"Ey insanlar! Şüphesiz Allah’ın vaadi gerçektir. Sakın dünya hayatı sizi aldatmasın. Sakın çok aldatıcı (şeytan), Allah hakkında sizi aldatmasın.” (Fatır, 5)
Rasûlullah (sav) buyurdular:
"Dünyada sanki bir garip veya bir yolcu gibi ol!..” (Buhârî, Rikak, 3)
Ebû Bekir Şiblî (r.aleyh), bir gün yolda giderken buldukları bir ceviz için kavga eden iki çocuk görür. Şiblî, bu cevizi onlardan alıp:
"–Biraz sabredin de bu cevizi ikinize paylaştırayım!..” der.
Sonra cevizi kırar, fakat cevizin içi boş çıkar. Tam o sırada:
"–Eğer gerçekten paylaştırıp kısmet dağıtan biriysen, şimdi bunu taksim etsene!” diye bir nidâ gelir. Şiblî mahcub olur ve:
"–Bütün bu kavga, içi boş bir ceviz ve kuru bir «hiç» içinmiş!...” der. (Attar, s: 661)
İşte uğruna nice kavgaların yaşandığı dünya nîmetleri de, hakîkatte içi boş bir ceviz gibidir. İnsan, fânî hayat uykusundan ecel îkâzıyla uyanınca, onun ne kadar kısa, geçici ve boş olduğunu anlayacaktır. Bu fânî âlemde bir hiç uğruna katlandığı meşakkatler için pişman olacaktır. Kabirde pişman olunacak şeyler için dünyada insanların âdeta birbirlerini yemeleri, ne hazin bir aldanıştır!..

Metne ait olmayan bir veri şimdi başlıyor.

PR #14026, opened 2026-07-01
fix(flow-run): serve a POST confirmation page for approval resume links

### LINKED ISSUE #14024: [BUG] Email security scanners pre-fetch single-use approval/resume link → user's real click shows "This link has expired"
## Problem

Approval-by-email flows (Wait for Approval / Create Approval Links sent via SMTP) show the user `{"message":"This link has expired. The action may have already been processed."}` even though the approval succeeds and the flow completes normally. The user reports clicking the link seconds after receiving the email.

This is a regression from the resume rewrite: before 0.82.0 the resume endpoint returned the success message on every open, so an automated pre-open was invisible. The 0.82.0 waitpoint rewrite made resume links strictly single-use, so the second open now returns the expired message. Present since 0.82.0, verified through 0.86.0.

The link is a bare GET. Email security scanners (Microsoft Safe Links, Mimecast, Proofpoint) pre-fetch the URL to scan it before delivery. That first GET consumes the waitpoint and resumes the flow; the human's later click is the second GET → stale → "expired" message. Confirmed by the reporter: pasting the link directly (bypassing the scanner) shows the success message.

Ref: Pylon [#5253](<https://github.com/activepieces/activepieces/issues/5253>)

## Root cause

`packages/server/api/src/app/flows/flow-run/waitpoint/waitpoint-service.ts` — `handleResumeSignal()` deletes the waitpoint on the first resume (`repo.delete({ id: found.id })`) and returns `true`. The second call finds nothing → returns `false` → `resume-controller.ts` (`handleAsyncResume`) sends `"This link has expired..."`. Any automated GET (scanner prefetch) is indistinguishable from a human click and consumes the link. Same effect on the deprecated V0 path (`resume-service.ts` `legacyResume`: `flowRun.status !== PAUSED → stale`).

## Proposed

Her Güne Bir Esma-ül Hüsna (Allah’ın En Güzel İsimleri)
el-Bâsıt: Açan, genişleten, bollaştıran, zaman zaman kulunu imtihan etmek, ya da bir sıkıntıdan kurtarmak, rahmet etmek için hazinelerinin kapılarını açan, kulunu darlıktan çıkarıp, huzura erdiren, kulunun yaptığına, bire bir değil, fazlasıyla, arttırarak, karşılık veren demektir.
Kısa Günün Kârı
Mevlânâ Hazretleri buyurur:
Dünya hayatı bir rüyâdan ibârettir. Dünyada servet sahibi olmak ise rüyâda define bulmak gibidir. Dünya malı, muayyen bir zaman dilimi içinde nesilden nesile aktarılarak yine dünyada kalır.